PR #1082, opened 2022-01-02
Add optimization flags, debug-* flags to stancjs

rok-cesnovar:
This is not completely done yet as I am having two issues:
- I am not sure if/how we can return the "pretty" prints (`debug-mir-pretty`, `debug-transformed-mir-pretty`, etc.) I am not sure how to replace this call to make it return a string: `Program.Typed.pp Format.std_formatter tx_mir`
- The stan math signatures hashtbl seems to be empty when called with stancjs. See comment.

#### Submission Checklist

- [x] Run unit tests
- Documentation

## Release notes

Add optimization level flags, debug-* and dump-math-signatures flags to stancjs.

## Copyright and Licensing

### DIFF
--- a/src/stancjs/stancjs.ml
+++ b/src/stancjs/stancjs.ml
@@ -7,7 +7,6 @@ open Middle
 open Js_of_ocaml
 
 let version = "%%NAME%% %%VERSION%%"
-let opt_lvl = ref Optimize.O0
 
 let warn_uninitialized_msgs (uninit_vars : (Location_span.t * string) Set.Poly.t)
     =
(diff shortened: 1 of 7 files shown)


src/stancjs/stancjs.ml
```diff
@@ -77,16 +80,41 @@ let stan2cpp model_name model_string is_flag_set flag_val =
...
+            , warnings
+            , [] ) ;
+        if is_flag_set "debug-transformed-mir" then
+          r.return
+            ( Result.Ok
+                (Sexp.to_string_hum [%sexp (tx_mir : Middle.Program.Typed.t)])
+            , warnings
+            , [] ) ;
+        if is_flag_set "dump-stan-math-signatures" then (
+          Stan_math_signatures.pretty_print_all_math_sigs Format.str_formatter
```
rok-cesnovar, line 115: This is just for debugging purposes as it would print signatures not return them. However this doesn't print anything. `List.length (Hashtbl.keys stan_math_signatures)` returns 0.

WardBrian: I wonder if there is something about the module loading order in the JS runtime that means the initalizer code doesn't run. You could try refactoring the portion of stan_math_signatures that builds it into

```ocaml

let build_signatures () = (* current contents of the let () = ... block *)

let () = build_signatures ()


```

and then manually call Stan_math_signatures.build_signatures in stancjs before printing?

rok-cesnovar: Ah never mind, it's just the printing that doesn't seem to show up in the test. 

```ocaml
        if is_flag_set "dump-stan-math-signatures" then (
          let num_of_sigs = 
          Hashtbl.to_alist Stan_math_signatures.stan_math_signatures 
          |> List.length 
          |> string_of_int in
          r.return (Result.Ok num_of_sigs, warnings, []) ) ;
```
works just fine.

WardBrian:
Just to note: this is another step toward requiring all developers to have node, as now adding a signature (probably the simplest thing a developer could do) would change the JS tests after this.

We could either just decide this is the case (and probably remove the runjstest alias, merging with runtest) or be careful with how we test it (maybe confirm the existence of a known signature rather than printing all of them in the test)

Another thought: should something which doesn't need the source at all really be part of the `stanc.stanc` function? We could define other functions in the javascript interface right?

rok-cesnovar:
> as now adding a signature (probably the simplest thing a developer could do) would change the JS tests after this. 

Yeah, I turned it into a draft, as I haven't figured that out. The final test will not be a print of all sigs.

> Another thought: should something which doesn't need the source at all really be part of the stanc.stanc function? We could define other functions in the javascript interface right?

Great thought! This should definitely be a separate function, not an arg to stanc3.

WardBrian:
I think something like `print(signatures.results.includes("zeros_array(int) => array[] real"))` should be enough as a simple test?

rok-cesnovar:
Agree, will double-check your commits.

rok-cesnovar (commented):
Looks great. Thanks for the console.assert cleanup, wasn't aware of that existing.

WardBrian:
> Looks great. Thanks for the console.assert cleanup, wasn't aware of that existing.

I was writing the signature test before I looked at your other tests, and google led me to it. If I had seen yours first, I probably would have just done the same thing

WardBrian (approved):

### Task prompt
Please transcribe the material line by line, exactly, from its opening line through the line that contains "rok-cesnovar, line 115: This".

### Answer for this exercise
PR #1082, opened 2022-01-02
Add optimization flags, debug-* flags to stancjs

rok-cesnovar:
This is not completely done yet as I am having two issues:
- I am not sure if/how we can return the "pretty" prints (`debug-mir-pretty`, `debug-transformed-mir-pretty`, etc.) I am not sure how to replace this call to make it return a string: `Program.Typed.pp Format.std_formatter tx_mir`
- The stan math signatures hashtbl seems to be empty when called with stancjs. See comment.

#### Submission Checklist

- [x] Run unit tests
- Documentation

## Release notes

Add optimization level flags, debug-* and dump-math-signatures flags to stancjs.

## Copyright and Licensing

### DIFF
--- a/src/stancjs/stancjs.ml
+++ b/src/stancjs/stancjs.ml
@@ -7,7 +7,6 @@ open Middle
 open Js_of_ocaml
 
 let version = "%%NAME%% %%VERSION%%"
-let opt_lvl = ref Optimize.O0
 
 let warn_uninitialized_msgs (uninit_vars : (Location_span.t * string) Set.Poly.t)
     =
(diff shortened: 1 of 7 files shown)


src/stancjs/stancjs.ml
```diff
@@ -77,16 +80,41 @@ let stan2cpp model_name model_string is_flag_set flag_val =
...
+            , warnings
+            , [] ) ;
+        if is_flag_set "debug-transformed-mir" then
+          r.return
+            ( Result.Ok
+                (Sexp.to_string_hum [%sexp (tx_mir : Middle.Program.Typed.t)])
+            , warnings
+            , [] ) ;
+        if is_flag_set "dump-stan-math-signatures" then (
+          Stan_math_signatures.pretty_print_all_math_sigs Format.str_formatter
```
rok-cesnovar, line 115: This is just for debugging purposes as it would print signatures not return them. However this doesn't print anything. `List.length (Hashtbl.keys stan_math_signatures)` returns 0.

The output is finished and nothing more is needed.